Author: Francis Morgan Nichols
Publisher:
Published: 1889
Total Pages: 254
ISBN-13:
DOWNLOAD EBOOKAuthor: Judy E. Gaughan
Publisher: University of Texas Press
Published: 2010
Total Pages: 215
ISBN-13: 0292721110
DOWNLOAD EBOOKEmbarking on a unique study of Roman criminal law, Judy Gaughan has developed a novel understanding of the nature of social and political power dynamics in republican government. Revealing the significant relationship between political power and attitudes toward homicide in the Roman republic, Murder Was Not a Crime describes a legal system through which families (rather than the government) were given the power to mete out punishment for murder.

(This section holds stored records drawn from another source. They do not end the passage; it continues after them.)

Issue #390, opened 2017-03-26
Gosu::Song is broken without Gosu::Windo


jlnr:
It is not intuitive that Gosu::Song relies on a window being shown, since it does not require a window in its constructor anymore:

http://stackoverflow.com/questions/42565727/gosusong-in-ruby-only-playing-first-note

Easy fix: Expose and document the `Song#update` method that already exists in C++ - it is what Gosu::Window uses.

Issue #117, opened 2012-03-12
Merge Song and Sample into a single class


jlnr:
See discussion here https://github.com/jlnr/gosu/issues/116

How to name it? Sound? SampleInstance could be renamed according to http://www.libgosu.org/cgi-bin/mwf/topic_show.pl?tid=624

Kjarrigan:
I'll look into this. This is be one of the oldest issues but resolving this might resolve other issues (#390) as well or at least make things a little easier here and there ( #147 , #264 ).

jlnr:
Hmm. I don't actually know how this issue would interact with #390. It's bad enough that `Gosu::Window` has to keep `Song.current_song` running, but how would it work if there could be any number of streaming Sounds at the same time? (Basically, Sample would become `Sound.new(filename)` and Song would be `Sound.new(filename, streaming: true)`)

jlnr:
Also, there is actually one supported platform where `Gosu::Song` is magic: iOS. It uses a completely different API for the current song because that way it's hardware-accelerated. But if the merger works well on "normal" platforms, I'm sure I can find a way to make it work on iOS as well :)

jlnr:
A quick braindump of suggestions:
- Sample is renamed into Sound and gains a `streaming:` constructor parameter. It then dynamically uses one of severeal implementations: the old Sample code, and whatever code Song uses when streaming a file. (Song already has a tiny class hierarchy for its implementations, with bizarro class names for historical reasons.)
- Song (for backward compatibility) is a simple wrapper around a Sound and a SampleInstance (should be renamed to Channel while we are at it - #314). When you call `Song#play`, it stores the Channel so that it can implement `Song#stop` etc.
- All *streaming* sounds add themselves to a global array while they are playing, and Song::update() (C++ only) moves to Sound::update() and lets *all* of these Sounds stream more data. Gosu::Window doesn't even need to be changed.

The alternative is to work with threads to fix #390, but I think that would too much new code in addition to all the refactoring action, and should be a separate branch.

Kjarrigan:
> Song (for backward compatibility) is a simple wrapper around a Sound and a SampleInstance (should be renamed to Channel while we are at it - #314). When you call Song#play, it stores the Channel so that it can implement Song#stop etc.

Should this wrapper be available in C++ and Ruby?

> The alternative is to work with threads

I definitely won't work with threads.

[...]

PR #441, opened 2018-03-13
[WIP] Audio 2.0

Kjarrigan:
As the Sample-Song-Merge is quite a big thing (at least in my opinion) I already start this PR even if there is not much to show at the moment BUT I think its already worth discussing.

So here we are. I basically only changed Audio.hpp and test_audio.rb so far to show how I think the final interface would/should look like after merge.

### DIFF
--- a/Gosu/Audio.hpp
+++ b/Gosu/Audio.hpp
@@ -11,10 +11,15 @@
 
 namespace Gosu
 {
-    //! Sample::play returns a Channel that represents the sound currently being played.
+    //! Sound::play returns a Channel that represents the sound currently being played.
     //! This object can be used to stop sounds dynamically, or to check whether they have finished.
     class Channel
     {
+        class BaseData;
+        class ModuleData;
+        class StreamData;
+        std::unique_ptr<BaseData> data;
+
         mutable int channel, token;
 
     public:
@@ -33,33 +38,38 @@ namespace Gosu
         //! Calling this twice, or too late, does not do any harm.
         void stop();
 
+        //! Returns the current volume of the song.
+        double volume() const;
         //! \param volume Can be anything from 0.0 (silence) to 1.0 (full volume).
         void set_volume(double volume);
+
         //! \param pan Can be anything from -1.0 (left) to 1.0 (right).
         void set_pan(double pan);
         //! \param speed Use 1.0 for normal playback speed.
         void set_speed(double speed);
     };
-    
-    //! A sample is a short sound that is completely loaded in memory, can be
-    //! played multiple times at once and offers very flexible playback
-    //! parameters. Use samples for everything that's not music.
-    class Sample
-    {
-        struct SampleData;
-        std::shared_ptr<SampleData> data;
 
+
+    //! A sound handles all your audio needs from short samples (e.g. explosions) to long songs (e.g. background music)
+    //!
+    //! Use streaming = false for everything that's not music. (Maybe add a more detailed explanation why this is better,
+    //! because some the disadvantages of song might dissappear with the merge?)
+    class Sound
+    {
+        struct SoundData;
+        std::shared_ptr<SoundData> data;
+        std::vector<Channel> current_songs;
     public:
         //! Constructs an empty sample that acts as if the song had a length of 0.
-        Sample();
+        Sound();
         
         //! Constructs a sample that can be played on the specified audio
         //! system and loads the sample from a file.
-        explicit Sample(const std::string& filename);
+        explicit Sound(const std::string& filename, bool streaming = false);
         
         //! Constructs a sample that can be played on the specified audio
         //! system and loads the sample data from a stream.
-        explicit Sample(Reader reader);
+        explicit Sound(Reader reader, bool streaming = false);
         
         //! Plays the sample without panning.
         //! \param volume Can be anything from 0.0 (silence) to 1.0 (full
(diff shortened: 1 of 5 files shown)


Gosu/Audio.hpp
```diff
@@ -33,33 +38,38 @@ namespace Gosu
...
+
+    //! A sound handles all your audio needs from short samples (e.g. explosions) to long songs (e.g. background music)
+    //!
+    //! Use streaming = false for everything that's not music. (Maybe add a more detailed explanation why this is better,
+    //! because some the disadvantages of song might dissappear with the merge?)
+    class Sound
+    {
+        struct SoundData;
+        std::shared_ptr<SoundData> data;
+        std::vector<Channel> current_songs;
```
Kjarrigan: Not sure about the naming but thats basically the global variable you mentioned in #117

Gosu/Audio.hpp
```diff
@@ -33,33 +38,38 @@ namespace Gosu
...
     public:
         //! Constructs an empty sample that acts as if the song had a length of 0.
-        Sample();
+        Sound();
         
         //! Constructs a sample that can be played on the specified audio
         //! system and loads the sample from a file.
-        explicit Sample(const std::string& filename);
+        explicit Sound(const std::string& filename, bool streaming = false);
```
Kjarrigan: Are there named parameters in c++. Googling resulted in different opionions on how to and if at all...

Gosu/Audio.hpp
```diff
@@ -80,59 +90,7 @@ namespace Gosu
         //! or low values. Use 1.0 for normal playback speed.
         Channel play_pan(double pan, double volume = 1, double speed = 1,
             bool looping = false) const;
-    };
-
-    //! Songs are less flexible than samples. Only Song can be played at any given time,
-    //! and there is no way to control its pan (stereo position) or speed.
-    class Song
```
Kjarrigan: Should Song be available in C++ for backwardscompat as well?

Gosu/Audio.hpp
```diff
@@ -80,59 +90,7 @@ namespace Gosu
...
-        //! Returns true if the song is currently playing.
-        bool playing() const;
-        //! Returns the current volume of the song.
-        double volume() const;
-        //! \param volume Can be anything from 0.0 (silence) to 1.0 (full
-        //! volume).
-        void set_volume(double volume);
-        
         //! Called every tick by Window for management purposes.
         static void update();
```
Kjarrigan: Is there a good reason why this can't be available in Ruby as well? It would at least to some degree solve issue #390 and has no negative side effects as far as I can tell. This way we can get rid of the window in the tests and the guy who used gosu just to play music needs some kind of mainloop one way or the other. I'm not sure if playing sounds without window should work out of the box in Gosu, as its a "game development" lib :smile:

lib/gosu/compat.rb
```diff
@@ -103,24 +103,26 @@ def self.from_text(*args)
   end
 end
 
-# No need to pass a Window to Sample.
-class Gosu::Sample
-  alias initialize_without_window initialize
-
+# No need to pass a Window to Sample and even better don't use Sample at all.
+class Gosu::Sample < Gosu::Sound
```
Kjarrigan: Inheritance because we got the double deprecation, but maybe just replace the whole construct with deprecate_const?

lib/gosu/compat.rb
```diff
@@ -103,24 +103,26 @@ def self.from_text(*args)
...
       Gosu.deprecation_message("Passing a Window to Sample#initialize has been deprecated in Gosu 0.7.17.")
     end
-    initialize_without_window(*args)
+    super(*args, strea)
   end
 end
 
-# No need to pass a Window to Song.
+# No need to pass a Window to Song and even better don't use Song at all.
 class Gosu::Song
```
Kjarrigan: Depending on whether or not the c++ counterpart of Song should still exists this might need inherit from Gosu::Sound too.

Gosu/Audio.hpp
jlnr: Not really. You can build them yourself but I try to use only basic features in Gosu (both C++ and Ruby).

lib/gosu/compat.rb
```diff
@@ -165,7 +167,6 @@ module Gosu
   module Button; end
   
   # Channel was called SampleInstance before Gosu 0.13.0.
-  SampleInstance = Channel
```
Kjarrigan: Thats not necessary

Gosu/Audio.hpp
jlnr: Hmmm...I would say yes. At least for now :)

test/test_audio.rb
```diff
@@ -10,8 +10,8 @@ class TestAudio < Minitest::Test
   def test_sample
     skip_on_appveyor
 
-    sound = Gosu::Sample.new(media_path("0614.ogg"))
-    channel = sound.play(1, 1, true)
+    sound = Gosu::Sound.new(media_path("0614.ogg"))
+    channel = sound.play(volume: 1, speed: 1, looping: true)
```
Kjarrigan: I thought, that if we already "drastically" change the naming part we might as well make this a hashed list as well?

Gosu/Audio.hpp
jlnr: Good point. Maybe there's some way in which Gosu could spawn a thread that keeps all sounds running, but in the meantime, Ruby users should have access to this.

test/test_audio.rb
```diff
@@ -50,68 +50,54 @@ def test_sample
...
-    win = SongTestWindow.new
-    
-    assert_nil Gosu::Song.current_song
+    # assert_nil Gosu::Sound.current_songs
     
-    song = Gosu::Song.new(media_path("0830.ogg"))
+    song = Gosu::Sound.new(media_path("0830.ogg"), streaming: true)
 
-    song.play(true)
+    channel = song.play(looping: true)
```
Kjarrigan: Really not sure of this, but most folks already adapted the Sample.play = Channel logic, so why not make it the same for "Songs"

lib/gosu/compat.rb
jlnr: +1 deprecate_const, Gosu::Sound's interface should be compatible with Sample's

lib/gosu/compat.rb
jlnr: [Looks like that's right](https://searchcode.com/?q=SampleInstance&lan=32), I was worried about people writing `if x.is_a? Gosu::SampleInstance`.

test/test_audio.rb
jlnr: I know that Ruby 2.1+ supports some form of named arguments on the language level, and I've been meaning to look into this. I think your proposed interface should be the long-term goal, but I would still provide the old interface for compatibility (so that we can just `Sample = Sound` for now; also makes the C++ bridging a bit easier).

jlnr: Also, this would be a good way to get rid of `play_pan` altogether. I think the issue is that `play` used to be louder than `play_pan(0)` at some point in time; I don't think that's true anymore, and even if it is, then the default value for `pan` could just be `nil` instead of `0` to distinguish both cases.

Gosu/Audio.hpp
jlnr: `streaming_sounds`? This doesn't have to be part of `Audio.hpp`, it can be a static variable in `Audio.cpp`.

test/test_audio.rb
Kjarrigan: I thought about doing it the same way you handled Image.from_text. There you already deprecated a argument list and hinted towards the option-hash. if we internally use a Hash (to be backward compat to Ruby <2.0) or named parameters is just a matter of personal preference (and maybe a bit about more or less code). Ruby 2.1 only introduced _require-named-parameters_ which also reduces a bit of code by doing some checks and raising an error automatically.
So I guess you're the one who defines whats the lowest Ruby Version Gosu should support?

lib/gosu/compat.rb
Kjarrigan: This still works and triggers the deprecation warning too.

test/test_audio.rb
jlnr: I was planning to raise the minimum version to 2.3 right after Gosu 1.0. Some Gosu-related gems are still only compatible with Ruby 1.9.3(!) as far as I know. But I don't think we really need *required* arguments in `Sound#play` so a simple hash sounds fine as in `Image.from_text` sounds good enough :)

jlnr: Another random thought. We should test whether `play_pan(0)` and `play` sound the same *with a stereo sample*, not just good old Beep.wav :)

jlnr:
And one more thought. Right now Gosu reserves one dedicated OpenAL channel for songs. That prevents a situation where `Song.play` silently fails when many samples are playing already.

One clean solution would be to pass an optional priority into every `play` call and samples with a higher priority can kick samples with a lower priority out even while they're playing. But...I guess we can push this issue back until someone actually runs into this situation :)

jlnr:
Another thing that I'll have to rethink with this PR is the "automagic handling" of Gosu::Song in the iOS/UIKit port:

https://github.com/gosu/gosu/blob/master/src/GosuViewController.cpp#L108-L128

Both the code and logic are ancient. I need to work on that part anyway because it's using deprecated APIs.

With implications that could modify the most fundamental beliefs about the Roman republic, Gaughan's research maintains that Roman criminal law did not contain a specific enactment against murder, although it had done so prior to the overthrow of the monarchy. While kings felt an imperative to hold monopoly over the power to kill, Gaughan argues, the republic phase ushered in a form of decentralized government that did not see itself as vulnerable to challenge by an act of murder. And the power possessed by individual families ensured that the government would not attain the responsibility for punishing homicidal violence. Drawing on surviving Roman laws and literary sources, Murder Was Not a Crime also explores the dictator Sulla's "murder law," arguing that it lacked any government concept of murder and was instead simply a collection of earlier statutes repressing poisoning, arson, and the carrying of weapons. Reinterpreting a spectrum of scenarios, Gaughan makes new distinctions between the paternal head of household and his power over life and death, versus the power of consuls and praetors to command and kill.
Author: John E. Stambaugh
Publisher: JHU Press
Published: 1988-05
Total Pages: 420
ISBN-13: 9780801836923
DOWNLOAD EBOOKA synthesis of recent work in archaeology and social history, drawing on physical, literary, and documentary sources.